An Emperor for the Eclipse CH 4 Live on Literotica
Chapter 4 is ready to go!
Chapter Four: Sometimes we should be careful what we ask for.
Only two more chapters and we’ll be caught up to the farthest point I’ve written. The fourth chapter of AEFTE is now live on Literotica.
Now we’re back with Raothan and it’s time to throw some of these different characters we’ve met together and see what happens. Should be fun, right? Oh, and don’t think I’m done introducing new characters, either. More show up in this chapter, and more still in Chapter 5.
I should note that the next stop for actual erotica is the in-progress Chapter 6, but I promise once we get there, there we be far less downtime without the good stuff that makes you come to Literotica in the first place. Chapters 6, 8, and 9 will all have the lusty bits for your reading pleasure (thought I’m hoping you like the story on its own, as well!).
As before, if you want to see a world map for After Exile or a pronunciation guide for all these weird fantasy names, you can find them here.
Check out an excerpt below, or skip right to Literotica and read Chapter Four now. And please do comment on Lit! I respond in the comments section about every five comments or so. Love to hear from you!
An Emperor for the Eclipse, Chapter 4, Excerpt:
Raothan bent back to his task, using the repetitive motions to smother away nagging thoughts and urges. Before long, he was in that still place with only his breathing and the sensations of the moment: the sun on his back, rind and stalk moving under his hands, the scent of warm earth in his nostrils, hoofbeats …
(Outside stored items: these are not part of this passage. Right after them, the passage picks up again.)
PR #2537, opened 2024-06-05
build: no strict version for kuzzle-sdk

sebtiz13:
## What does this PR do ?

Change `kuzzle-sdk` version restriction to allow npm to dedup the package when it's required in other package.

## Explanation
Currently, Kuzzle require strictly `kuzzle-sdk@7.11.1`, if a package like plugin require `kuzzle` and `kuzzle-sdk@7.11.3`

With strict restriction, NPM produce this install

- kuzzle-sdk@7.11.3
- kuzzle
  - kuzzle-sdk@7.11.1
  
With package restriction like `kuzzle-sdk@^7.11.3` (so accept greater than `7.11.3` but less than `8`), NPM produce this install

- kuzzle-sdk@7.11.3
- kuzzle

Here, kuzzle-sdk is not installed in kuzzle directory because `kuzzle-sdk@7.11.3` satisfy the restriction.
Also, normally in future if I want to install `kuzzle-sdk@8.0.0` in my package, npm will throw an error for incompatibility (need to verify, because npm haven't consistent behavior through the versions)

### DIFF
--- a/package-lock.json
+++ b/package-lock.json
@@ -28,7 +28,7 @@
         "koncorde": "4.3.0",
         "kuzzle-plugin-auth-passport-local": "6.4.0",
         "kuzzle-plugin-logger": "3.0.3",
-        "kuzzle-sdk": "7.11.1",
+        "kuzzle-sdk": "^7.11.3",
         "kuzzle-vault": "2.0.4",
         "lodash": "4.17.21",
         "long": "5.2.3",
@@ -10325,9 +10325,9 @@
       }
     },
     "node_modules/kuzzle-sdk": {
-      "version": "7.11.1",
-      "resolved": "https://registry.npmjs.org/kuzzle-sdk/-/kuzzle-sdk-7.11.1.tgz",
-      "integrity": "sha512-1nPZmekFE2Q1gNhPisn9kg1/LsDRzDnl4GIYGdjIHISK5BhiAICMEsmMMyTiYqja42/mdMqm+M5bFx4p3wMJdQ==",
+      "version": "7.11.3",
+      "resolved": "https://registry.npmjs.org/kuzzle-sdk/-/kuzzle-sdk-7.11.3.tgz",
+      "integrity": "sha512-YHPSE99GRg1GT9UD5hOuJnt5vc/Gqmp705id4sCjyRJNRaq9uf3j3OzM6bvD+4YPZB7LTim53z66CFQP7IV7Qg==",
       "dependencies": {
         "min-req-promise": "^1.0.1",
         "ws": "^8.13.0"
--- a/package.json
+++ b/package.json
@@ -48,7 +48,7 @@
     "koncorde": "4.3.0",
     "kuzzle-plugin-auth-passport-local": "6.4.0",
     "kuzzle-plugin-logger": "3.0.3",
-    "kuzzle-sdk": "7.11.1",
+    "kuzzle-sdk": "^7.11.3",
     "kuzzle-vault": "2.0.4",
     "lodash": "4.17.21",
     "long": "5.2.3",


fmauNeko (approved):

fmauNeko (approved):

sebtiz13:
> > ## What does this PR do ?
> > Change `kuzzle-sdk` version restriction to allow npm to dedup the package when it's required in other package.
> > ## Explanation
> > Currently, Kuzzle require strictly `kuzzle-sdk@7.11.1`, if a package like plugin require `kuzzle` and `kuzzle-sdk@7.11.3`
> > With strict restriction, NPM produce this install
> > 
> > * kuzzle-sdk@7.11.3
> > * kuzzle
> >   
> >   * kuzzle-sdk@7.11.1
> > 
> > With package restriction like `kuzzle-sdk@^7.11.3` (so accept greater than `7.11.3` but less than `8`), NPM produce this install
> > 
> > * kuzzle-sdk@7.11.3
> > * kuzzle
> > 
> > Here, kuzzle-sdk is not installed in kuzzle directory because `kuzzle-sdk@7.11.3` satisfy the restriction. Also, normally in future if I want to install `kuzzle-sdk@8.0.0` in my package, npm will throw an error for incompatibility (need to verify, because npm haven't consistent behavior through the versions)
> 
> Wouldn't it be a best practice to update the sdk to his latest version but still left fixed to avoid issue ?
> 
> Like we could launch an action that launch `ncu` and update if all tests aren't failing ?

The problem it's if we use the version `7.11.1` in the core and then we have a `7.11.3` update. We need to release the core only to update the package version. Instead, with not strict restriction, It's not mandatory to release the core only for that.
It's for this reason we restrict the version range of package with caret `^` to accept only from `7.11.1` to `8` (not include) to ensure the compatibility (in theory no breaking change), but we can be stricter and use tilde to restrict the range only on patch so from `7.11.1` to `7.12` (not include) to be safer.

rolljee:
> > > ## What does this PR do ?
> > > Change `kuzzle-sdk` version restriction to allow npm to dedup the package when it's required in other package.
> > > ## Explanation
> > > Currently, Kuzzle require strictly `kuzzle-sdk@7.11.1`, if a package like plugin require `kuzzle` and `kuzzle-sdk@7.11.3`
> > > With strict restriction, NPM produce this install
> > > 
> > > * kuzzle-sdk@7.11.3
> > > * kuzzle
> > >   
> > >   * kuzzle-sdk@7.11.1
> > > 
> > > With package restriction like `kuzzle-sdk@^7.11.3` (so accept greater than `7.11.3` but less than `8`), NPM produce this install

He cocked his head, focusing his attention on the muted thudding. His farm was, if not remote, at least a short ride form the main road. There would be no one with occasion to lead a horse out this way, and damn sure not more than one. Still, his ears didn’t lie. He stood and turned in the direction of the sound.
A sprig of something dark bounced over the rise, growing as it came. Raothan knew that silhouette. The years would not let him forget. A spear point, aimed at the sky from horseback. Another black point joined the first, and then another. A rider’s helm, the pointed ears of a mount. Two, three, ten …
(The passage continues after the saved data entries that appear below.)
PR #2538, opened 2024-06-24
docs(log): add a log to know which ES configuration is set up

cyrng:
## What does this PR do ?

Add log to display which ES version is configured


alexandrebouthinon (commented):
you need to apply the linter requested change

J’rt Thi’s fucking blood, what’s this now?
He tucked the harvest knife into his belt and dusted his palms together, knocking away the worst of the dirt. The approaching riders—some sort of guard unit, if his impressions served him—came on at a walk: casual, confident, not even bothering to press their mounts into a trot.
They were cutting a straight path in his direction, and his steps took him back to the near edge of the field where it abutted the yard surrounding his house. What was there to do but meet them and learn their business?
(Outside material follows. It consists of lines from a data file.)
PR #2542, opened 2024-07-15
Feat(funnel): allow pluginRequest to trigger events

QuentinRousselet:
## What does this PR do ?
This PR introduces an optional parameter "allowTriggerEvents" in KuzzleRequest to allow or not API actions to trigger events and pipes.
In the funnel if a pluginRequest holds this parameter, the request is processed as a normal request otherwise it is treated as usally without triggering events.

In a project using Kuzzle:
-Set up a custom controller creating a document for example
-Set up a pipe that triggers on the creation of document ('document:beforeCreate/document:afterCreate)
-Send a request to your controller without "allowTriggerEvents": the pipe shouldn't trigger
-Send a request to your controller with  allowTriggerEvents:true  the pipe should trigger.

### Other changes
With this process the request also triggers statistic counts which it wouldn't have in the normal pluginRequest execution

### DIFF
--- a/doc/2/guides/develop-on-kuzzle/event-system/index.md
+++ b/doc/2/guides/develop-on-kuzzle/event-system/index.md
@@ -188,7 +188,7 @@ await app.trigger('app-name/file-available', fileUrl);
 If an internal event is triggered, the payload must be the same as the original event.
 :::
 
-**Events can be triggered** with SDK and controllers actions.
+**Events are not triggered** with SDK and controllers actions.
 
 ::: warning
 By default, actions executed through the embedded SDK or controllers won't trigger any events and thus no pipe or hooks will be called.
@@ -196,7 +196,7 @@ By default, actions executed through the embedded SDK or controllers won't trigg
 
 This behaviour is set in order to prevent an infinite loop in which a pipe calls a controller generating an event calling this same pipe again and again. 
 
-It is nonetheless possible to pass the flag `allowTrigggerEvents` to the options parameters of the controller to allow events firing :
+It is nonetheless possible to pass the flag `triggerEvents` to the options parameters of the controller to fire events :
 
 ```ts
 await this.sdk.document.create(
@@ -206,6 +206,6 @@ await this.sdk.document.create(
                 contentOfDocument: 'CREATED VIA CONTROLLER',
               },
               _idOfDocument,
-              { allowTriggerEvents: true },
+              { triggerEvents: true },
             );
 ```
--- a/doc/2/guides/develop-on-kuzzle/event-system/index.md
+++ b/doc/2/guides/develop-on-kuzzle/event-system/index.md
@@ -187,3 +187,25 @@ await app.trigger('app-name/file-available', fileUrl);
 ::: warning
 If an internal event is triggered, the payload must be the same as the original event.
 :::
+
+**Events can be triggered** with SDK and controllers actions.
+
+::: warning
+By default, actions executed through the embedded SDK or controllers won't trigger any events and thus no pipe or hooks will be called.
+:::
+
+This behaviour is set in order to prevent an infinite loop in which a pipe calls a controller generating an event calling this same pipe again and again. 
+
+It is nonetheless possible to pass the flag `allowTrigggerEvents` to the options parameters of the controller to allow events firing :
+
+```ts
+await this.sdk.document.create(
+              "index",
+              'collection',
+              {
+                contentOfDocument: 'CREATED VIA CONTROLLER',
+              },
+              _idOfDocument,
+              { allowTriggerEvents: true },
+            );
+```
--- a/doc/2/guides/develop-on-kuzzle/event-system/index.md
+++ b/doc/2/guides/develop-on-kuzzle/event-system/index.md
@@ -188,10 +188,10 @@ await app.trigger('app-name/file-available', fileUrl);
 If an internal event is triggered, the payload must be the same as the original event.
 :::
 
-**Events are not triggered** with SDK and controllers actions.
+**Events are not triggered** with the embedded SDK and controllers actions.
 
 ::: warning
-By default, actions executed through the embedded SDK or controllers won't trigger any events and thus no pipe or hooks will be called.
+By default, actions executed through the embedded SDK or controllers won't trigger any events and thus no pipe or hooks will be called. On the contrary, controllers accessed by the external SDK through HTTP or Websocket requests will always fire events.
 :::
 
 This behaviour is set in order to prevent an infinite loop in which a pipe calls a controller generating an event calling this same pipe again and again. 
--- a/lib/api/funnel.js
+++ b/lib/api/funnel.js
@@ -753,6 +753,9 @@ class Funnel {
    */
   async executePluginRequest(request) {
     try {
+      if (request.input.allowTriggerEvents) {
+        return await this.processRequest(request);
+      }
       return await doAction(this.getController(request), request);
     } catch (e) {
       this.handleErrorDump(e);
--- a/lib/api/funnel.js
+++ b/lib/api/funnel.js
@@ -753,7 +753,7 @@ class Funnel {
    */
   async executePluginRequest(request) {
     try {
-      if (request.input.allowTriggerEvents) {
+      if (request.input.triggerEvents) {
         return await this.processRequest(request);
       }
       return await doAction(this.getController(request), request);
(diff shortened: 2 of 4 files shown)


etrousset (changes requested):
We should get a way to had this flag through calling internal sdk API such as this.sdk.document.create( "my_index", "my_collection", {...} , { 'allowTriggerEvent' : true}

QuentinRousselet:
> We should get a way to had this flag through calling internal sdk API such as this.sdk.document.create( "my_index", "my_collection", {...} , { 'allowTriggerEvent' : true}

It is already the case, here is the code in the Iot platform with the custom controller that I used to test the feature
```ts
customCreateDocument: {
          handler: async (request: KuzzleRequest) => {
            const res = await this.sdk.document.create(
              request.getIndex(),
              'measures',
              {
                values: { zone: 'CREATED VIA CONTROLLER' },
              },
              undefined,
              { allowTriggerEvents: request.input.allowTriggerEvents },
            );
            return res;
          },
        },
        ```
        the methods on sdk.document takes an option object (here the 5th argument) in which we can set the flag

**Comment by etrousset** [comment]
> > We should get a way to had this flag through calling internal sdk API such as this.sdk.document.create( "my_index", "my_collection", {...} , { 'allowTriggerEvent' : true}
> 
> It is already the case, here is the code in the Iot platform with the custom controller that I used to test the feature
> 
> ```ts
> customCreateDocument: {
>           handler: async (request: KuzzleRequest) => {
>             const res = await this.sdk.document.create(
>               request.getIndex(),
>               'measures',
>               {
>                 values: { zone: 'CREATED VIA CONTROLLER' },
>               },
>               undefined,
>               { allowTriggerEvents: true }, // ici on devrait plutôt avoir ça à l'usage
>             );
>             return res;
>           },
>         },
>         ```
>         the methods on sdk.document takes an option object (here the 5th argument) in which we can set the flag 
> ```

File: doc/2/guides/develop-on-kuzzle/event-system/index.md [hunk 1]
```diff
@@ -187,3 +187,25 @@ await app.trigger('app-name/file-available', fileUrl);
 ::: warning
 If an internal event is triggered, the payload must be the same as the original event.
 :::
+
+**Events can be triggered** with SDK and controllers actions.
```
fmauNeko, line 191:
```suggestion
**Events are always triggered** from SDK and controller actions.
```

doc/2/guides/develop-on-kuzzle/event-system/index.md
```diff
@@ -187,3 +187,25 @@ await app.trigger('app-name/file-available', fileUrl);
...
+
+::: warning
+By default, actions executed through the embedded SDK or controllers won't trigger any events and thus no pipe or hooks will be called.
+:::
+
+This behaviour is set in order to prevent an infinite loop in which a pipe calls a controller generating an event calling this same pipe again and again. 
+
+It is nonetheless possible to pass the flag `allowTrigggerEvents` to the options parameters of the controller to allow events firing :
```
fmauNeko, line 199: There are three `g`s, only two is enough.
Also the parameter should in my opinion be simply called `triggerEvents`, as it instructs the funnel to actually trigger events, and not just allow it to trigger events or not.

fmauNeko, line 199:
```suggestion
It is nonetheless possible to pass the flag `triggerEvents` to the options parameters of the controller to allow events firing :
```

doc/2/guides/develop-on-kuzzle/event-system/index.md
```diff
@@ -187,3 +187,25 @@ await app.trigger('app-name/file-available', fileUrl);
...
+
+```ts
+await this.sdk.document.create(
+              "index",
+              'collection',
+              {
+                contentOfDocument: 'CREATED VIA CONTROLLER',
+              },
+              _idOfDocument,
+              { allowTriggerEvents: true },
```
fmauNeko, line 209:
```suggestion
              { triggerEvents: true },
```

lib/api/funnel.js
```diff
@@ -753,6 +753,9 @@ class Funnel {
    */
   async executePluginRequest(request) {
     try {
+      if (request.input.allowTriggerEvents) {
```
fmauNeko, line 756:
```suggestion
      if (request.input.triggerEvents) {
```

lib/api/request/requestInput.ts
```diff
@@ -32,6 +32,7 @@ const _body = "body\u200b";
 const _headers = "headers\u200b";
 const _controller = "controller\u200b";
 const _action = "action\u200b";
+const _allowTriggerEvents = "allowTriggerEvents\u200b";
```
fmauNeko, line 35:
```suggestion
const _triggerEvents = "triggerEvents\u200b";
```

lib/api/request/requestInput.ts
```diff
@@ -155,6 +156,7 @@ export class RequestInput {
     this[_body] = null;
     this[_controller] = null;
     this[_action] = null;
+    this[_allowTriggerEvents] = null;
```
fmauNeko, line 159:
```suggestion
    this[_triggerEvents] = null;
```

lib/api/request/requestInput.ts
```diff
@@ -181,6 +183,7 @@ export class RequestInput {
     this.body = data.body;
     this.controller = data.controller;
     this.action = data.action;
+    this.allowTriggerEvents = data.allowTriggerEvents;
```
fmauNeko, line 186:
```suggestion
    this.triggerEvents = data.triggerEvents;
```

lib/api/request/requestInput.ts
```diff
@@ -263,7 +266,12 @@ export class RequestInput {
       this[_action] = assert.assertString("action", str);
     }
   }
-
+  get allowTriggerEvents(): boolean | undefined {
+    return this[_allowTriggerEvents];
+  }
+  set allowTriggerEvents(bool: boolean) {
+    this[_allowTriggerEvents] = bool === true ? true : undefined;
+  }
```
fmauNeko, line 274:
```suggestion
  get triggerEvents(): boolean | undefined {
    return this[_triggerEvents];
  }
  set triggerEvents(bool: boolean) {
    this[_triggerEvents] = bool === true ? true : undefined;
  }
```

test/api/funnel/executePluginRequest.test.js
```diff
@@ -102,4 +101,31 @@ describe("funnel.executePluginRequest", () => {
...
+      controller: "testme",
+      action: "succeed",
+    });
+
+    return funnel.executePluginRequest(request).then((response) => {
+      should(response).be.exactly(request);
+      should(kuzzle.pipe).not.calledWith("testme:beforeSucceed");
+      should(kuzzle.pipe).not.calledWith("testme:afterSucceed");
+    });
+  });
```
fmauNeko, line 130:
```suggestion
  it("should trigger pipes if triggerEvent is enabled", async () => {
    const request = new Request({
      controller: "testme",
      action: "succeed",
      triggerEvents: true,
    });

    return funnel.executePluginRequest(request).then((response) => {
      should(response).be.exactly(request);
      should(kuzzle.pipe).calledWith("testme:beforeSucceed");
      should(kuzzle.pipe).calledWith("testme:afterSucceed");
    });
  });

  it("should not trigger pipes if triggerEvent is disabled", async () => {
    const request = new Request({
      controller: "testme",
      action: "succeed",
    });

    return funnel.executePluginRequest(request).then((response) => {
      should(response).be.exactly(request);
      should(kuzzle.pipe).not.calledWith("testme:beforeSucceed");
      should(kuzzle.pipe).not.calledWith("testme:afterSucceed");
    });
  });
```

fmauNeko (changes requested):

doc/2/guides/develop-on-kuzzle/event-system/index.md
QuentinRousselet: But since the default behavior without the flag is to not trigger events wouldn't it be confusing ?

fmauNeko: Well they are triggered from external SDK and controller actions, so I think that's a bit misleading

QuentinRousselet: True...
What about :
**Events are not triggered** with the embedded SDK and controllers actions.

::: warning
By default, actions executed through the embedded SDK or controllers won't trigger any events and thus no pipe or hooks will be called. On the contrary, controllers accessed by the external SDK through HTTP or Websocket requests will always fire events.
:::

rolljee (approved):

fmauNeko (approved):

etrousset (approved):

Probably some fool new decree being enacted. A tax levy, I’ll wager.
The riders jangled up, bits of tack glinting under the noon light, two columns of five splitting apart and fanning out into a semi-circle before him. An eleventh man, who’d ridden in at their head, stepped his horse forward. Raothan crossed his arms over his chest.
“Look at this one,” he heard one of the riders mutter to a neighbor, “head shaved like he thinks he’s some kind of warrior.”
“The general would shit a sword,” the other agreed on the low assessment of this foreigner standing before them.
The leader swept a hand to the side for silence.
“Are you Ga’ardahn?” he said.
Raothan suspected the man already knew the answer to his own question. How many other Elvigra kissmelon farmers could there be out here?
He laid a finger alongside his nose and then angled it at the man, acknowledging the accuracy of his guess. “It seems I am.”
His eyes skimmed the line of what he now was sure were Imperial Guard. The Emperor’s sigil—a pair of crossed swords beneath a crescent moon—fluttered on blue pennants strung around the shoulders of every horse. Raothan noted the bulk of muscle distributed among the riders, the sharp eyes and taut grips. There were seven men and three women. None of them looked as though they had seen lives of ease. They were not here for a tax levy.